▶ _ACTIVITY_: Which lines below contain "cannot"? Copy every one of them.

*** Opening of DATA RECORDS ***

PR #76, opened 2022-02-01
Assignment3

schuywalker:
still lots of work to do on tests. Currently stuck on why GetJoke_ReturnsNonNullString_Success() in JokeServiceTests isnt passing/ runs indefinitely. If it returns a string, why can't we check if that string isnt null?

### DIFF
--- a/CanHazFunny/CanHazFunny.Tests/ConsoleOutputTests.cs
+++ b/CanHazFunny/CanHazFunny.Tests/ConsoleOutputTests.cs
@@ -28,9 +28,9 @@ namespace CanHazFunny.Tests;
         {
         ConsoleOutput consoleOutput = new();
         Assert.ThrowsException<ArgumentNullException>(() => consoleOutput.WriteJokeToConsole(null!));
-            // ! because it is intended to be null. (warning says cannot convert null to non-nullable reference type)
+           
         }
-        [TestMethod] // HAS TO BE RUN IN DEBUG MODE - NEED TO FIX THIS
+        [TestMethod]
         public void WriteJokeToConsole_GoodArgument_Success()
         {
             ConsoleOutput consoleOutput1 = new();
--- a/CanHazFunny/CanHazFunny.Tests/ConsoleOutputTests.cs
+++ b/CanHazFunny/CanHazFunny.Tests/ConsoleOutputTests.cs
@@ -27,7 +27,7 @@ namespace CanHazFunny.Tests;
         public void WriteJokeToConsole_NullArgument_Exception()
         {
         ConsoleOutput consoleOutput = new();
-        Assert.ThrowsException<ArgumentNullException>(() => consoleOutput.writeJokeToConsole(null!));
+        Assert.ThrowsException<ArgumentNullException>(() => consoleOutput.WriteJokeToConsole(null!));
             // ! because it is intended to be null. (warning says cannot convert null to non-nullable reference type)
         }
         [TestMethod] // HAS TO BE RUN IN DEBUG MODE - NEED TO FIX THIS
@@ -36,7 +36,7 @@ namespace CanHazFunny.Tests;
             ConsoleOutput consoleOutput1 = new();
             string joke = "test output string";
             
-            consoleOutput1.writeJokeToConsole(joke);
+            consoleOutput1.WriteJokeToConsole(joke);
             string? whatsInConsole = Console.ReadLine();
             
             Assert.IsNotNull(whatsInConsole);
--- a/CanHazFunny/CanHazFunny.Tests/ConsoleOutputTests.cs
+++ b/CanHazFunny/CanHazFunny.Tests/ConsoleOutputTests.cs
@@ -10,27 +10,18 @@ namespace CanHazFunny.Tests;
     [TestClass]
     public class ConsoleOutputTests
     {
-     /*   
-        [TestInitialize]
-        public void testInit()
-        {
-            ConsoleOutput consoleOutput = new();
-        }
-        [TestCleanup]
-        public void testCleanUp()
-    {
-            consoleOutput = null;
-    }
-        
-        */
+
         [TestMethod]
+        [ExpectedException(typeof(ArgumentNullException))]
         public void WriteJokeToConsole_NullArgument_Exception()
         {
         ConsoleOutput consoleOutput = new();
-        Assert.ThrowsException<ArgumentNullException>(() => consoleOutput.WriteJokeToConsole(null!));
+        consoleOutput.WriteJokeToConsole(null!);
+       // Assert.ThrowsException<ArgumentNullException>(() => consoleOutput.WriteJokeToConsole(null!));
            
         }
-        [TestMethod]
+       /* [TestMethod] // method times out and then says it's been run when I hit stop. Not sure why, but it's an unnecessary test.
+        *leaving in her until I understand what's happening with it.
         public void WriteJokeToConsole_GoodArgument_Success()
         {
             ConsoleOutput consoleOutput1 = new();
@@ -41,7 +32,7 @@ namespace CanHazFunny.Tests;
             
             Assert.IsNotNull(whatsInConsole);
             Assert.AreEqual(joke, whatsInConsole);
-        }
+        }*/
 
     }
     
--- a/CanHazFunny/CanHazFunny.Tests/ConsoleOutputTests.cs
+++ b/CanHazFunny/CanHazFunny.Tests/ConsoleOutputTests.cs
@@ -1,0 +1,49 @@
+﻿using System;
+using System.Collections.Generic;
+using System.Linq;
+using System.Text;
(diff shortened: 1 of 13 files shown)


tremorris1999:
I will review

CanHazFunny/CanHazFunny/Jester.cs
```diff
@@ -0,0 +1,50 @@
...
+        
+        private IJokeService? jokeService { get; set; } // set in constructor
+        private IConsoleOutput? consoleOutput { get; set; }
+
+        public Jester() // for mocks...
+        {
+
+        }
+
+         public Jester(IJokeService IjokeService, IConsoleOutput IconsoleOutput)
```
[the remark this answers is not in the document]
tremorris1999: I would also recommend you change the parameter names (e.g. jokeService and consoleOutput) to ensure proper camelCase convention.

CanHazFunny/CanHazFunny/Jester.cs
```diff
@@ -0,0 +1,50 @@
...
+using System.Linq;
+using System.Text;
+using System.Threading.Tasks;
+
+namespace CanHazFunny;
+
+    public class Jester 
+    {   
+        
+        private IJokeService? jokeService { get; set; } // set in constructor
```
tremorris1999, line 12: No need to make these nullable since you're checking for null values in the constructor.
```suggestion
        private IJokeService jokeService { get; set; } // set in constructor
```

CanHazFunny/CanHazFunny/Jester.cs
```diff
@@ -0,0 +1,50 @@
...
+            }
+            jokeService = IjokeService;
+            consoleOutput = IconsoleOutput;
+         }
+       
+       
+       
+        public void TellJoke()
+        {
+            string joke = jokeService!.GetJoke(); // ! because TellJoke cant be called without instance, and constructor checks for null
```
tremorris1999, line 34: Implementing my above suggestions will eliminate the need to tell the compiler jokeService is not null.
```suggestion
            string joke = jokeService.GetJoke();
```

CanHazFunny/CanHazFunny/Jester.cs
```diff
@@ -0,0 +1,50 @@
...
+                joke = jokeService.GetJoke();
+                
+                failSafeCounter++;
+                if (failSafeCounter > 20)
+                {
+                    Console.WriteLine("Either 20 chuck norris jokes in a row or there is a bug");
+                    break;
+                }
+            }
+            consoleOutput!.WriteJokeToConsole(joke); // same as above - ! because TellJoke cant be called without instance, and constructor checks for null
```
tremorris1999, line 47: Implementing my above suggestions will eliminate the need to tell the compiler consoleOutput is not null.
```suggestion
            consoleOutput.WriteJokeToConsole(joke);
```

CanHazFunny/CanHazFunny/Jester.cs
```diff
@@ -0,0 +1,50 @@
...
+            jokeService = IjokeService;
+            consoleOutput = IconsoleOutput;
+         }
+       
+       
+       
+        public void TellJoke()
+        {
+            string joke = jokeService!.GetJoke(); // ! because TellJoke cant be called without instance, and constructor checks for null
+            int failSafeCounter = 0;
```
tremorris1999, line 35: Not sure what any of the failSafe business is? It shouldn't be needed.

CanHazFunny/CanHazFunny/Jester.cs
```diff
@@ -0,0 +1,50 @@
...
+            while (joke.Contains("Chuck Norris"))
```
tremorris1999, line 36: I would recommend finding a way to compare these without case sensitivity. Not sure if it would be necessary since we don't know the joke API.

tremorris1999 (commented):
Hey there! Sorry if anything here came off as rude or pretentious! Tone is hard to convey over text. Overall, it seems to be in good function. I tried to be as thorough as I could, but I'm sure I missed a few things. Generally speaking, try and be more aware (or intentional) of when things are (or can be) null, as well as when non-nullability is in question too. I think this is causing most of your issues!

CanHazFunny/CanHazFunny.Tests/JesterTests.cs
```diff
@@ -1,10 +1,35 @@
...
     {
-        
+        Jester? jester;
+
+        [TestMethod]
+        public void Jester_NullArguments_Exception()
+        {
+            Jester jester;
+            ConsoleOutput consoleOutput = new();
+            JokeService jokeService = null!;
```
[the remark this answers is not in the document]
tremorris1999: Solution in my comments on _Jester.cs_ (https://github.com/IntelliTect-Samples/EWU-CSCD371-2022-Winter/pull/76#discussion_r797440050)

CanHazFunny/CanHazFunny/Jester.cs
schuywalker: good idea!

CanHazFunny/CanHazFunny/Jester.cs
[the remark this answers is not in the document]
schuywalker: that was the issue I was stuck on - thank you!

schuywalker:
@tremorris1999 
thank you for reviewing my code so thoroughly!! I know mine wasn't the easiest to review since it still had so many kinks to iron out, but I so appreciate your time and comments! 
Tuesday's lecture gave me a much better grasp off the ? and ! operators which, as you mentioned, were the source of a lot of my troubles. Thanks again :)

CanHazFunny/CanHazFunny/Jester.cs
schuywalker: was just trying this because my test was running indefinitely

CanHazFunny/CanHazFunny/Jester.cs
```diff
@@ -0,0 +1,46 @@
...
+    private IConsoleOutput ConsoleOutput { get; set; }
+
+
+
+    public Jester(IJokeService IjokeService, IConsoleOutput IconsoleOutput)
+    {
+        if (IconsoleOutput is null || IjokeService is null)
+        {
+            throw new ArgumentNullException("an arg was null");
+        }
```
mmwoodfo, line 22: I would suggest checking each one individually and throwing an exception that lets the user know exactly what is null, rather than checking both at once and throwing a generic exception message like this.

CanHazFunny/CanHazFunny/Jester.cs
```diff
@@ -0,0 +1,46 @@
...
+using System.Text;
+using System.Threading.Tasks;
+
+namespace CanHazFunny;
+
+public class Jester
+{
+
+    private IJokeService JokeService { get; set; } // set in constructor
+    private IConsoleOutput ConsoleOutput { get; set; }
```
mmwoodfo, line 13: You could make these readonly

CanHazFunny/CanHazFunny/Jester.cs
```diff
@@ -0,0 +1,46 @@
...
+
+
+
+    public Jester(IJokeService IjokeService, IConsoleOutput IconsoleOutput)
```
mmwoodfo, line 17:
```suggestion
    public Jester(IJokeService jokeService, IConsoleOutput consoleOutput)
```
While you are typing the parameters as their interface types, the values actually being passed will not be the interface, but rather an instance of a class that implements that interface. So I would suggest naming your input variables without the `i`

CanHazFunny/CanHazFunny.Tests/ConsoleOutputTests.cs
```diff
@@ -0,0 +1,40 @@
...
+        }
+       /* [TestMethod] // method times out and then says it's been run when I hit stop. Not sure why, but it's an unnecessary test.
+        *leaving in her until I understand what's happening with it.
+        public void WriteJokeToConsole_GoodArgument_Success()
+        {
+            ConsoleOutput consoleOutput1 = new();
+            string joke = "test output string";
+            
+            consoleOutput1.WriteJokeToConsole(joke);
+            string? whatsInConsole = Console.ReadLine();
```
mmwoodfo, line 31: This is the reason your test hangs and then times out. It is waiting for user input.

CanHazFunny/CanHazFunny.Tests/ConsoleOutputTests.cs
```diff
@@ -0,0 +1,40 @@
...
+using System.Collections.Generic;
+using System.Linq;
+using System.Text;
+using System.Threading.Tasks;
+using Microsoft.VisualStudio.TestTools.UnitTesting;
+
+namespace CanHazFunny.Tests;
+
+    [TestClass]
+    public class ConsoleOutputTests
```
mmwoodfo, line 11: I am going to give you a point for the attempt at the extra credit.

*** Close of DATA RECORDS ***

▶ _SOLUTION FOR THIS PROBLEM_:
-            // ! because it is intended to be null. (warning says cannot convert null to non-nullable reference type)
             // ! because it is intended to be null. (warning says cannot convert null to non-nullable reference type)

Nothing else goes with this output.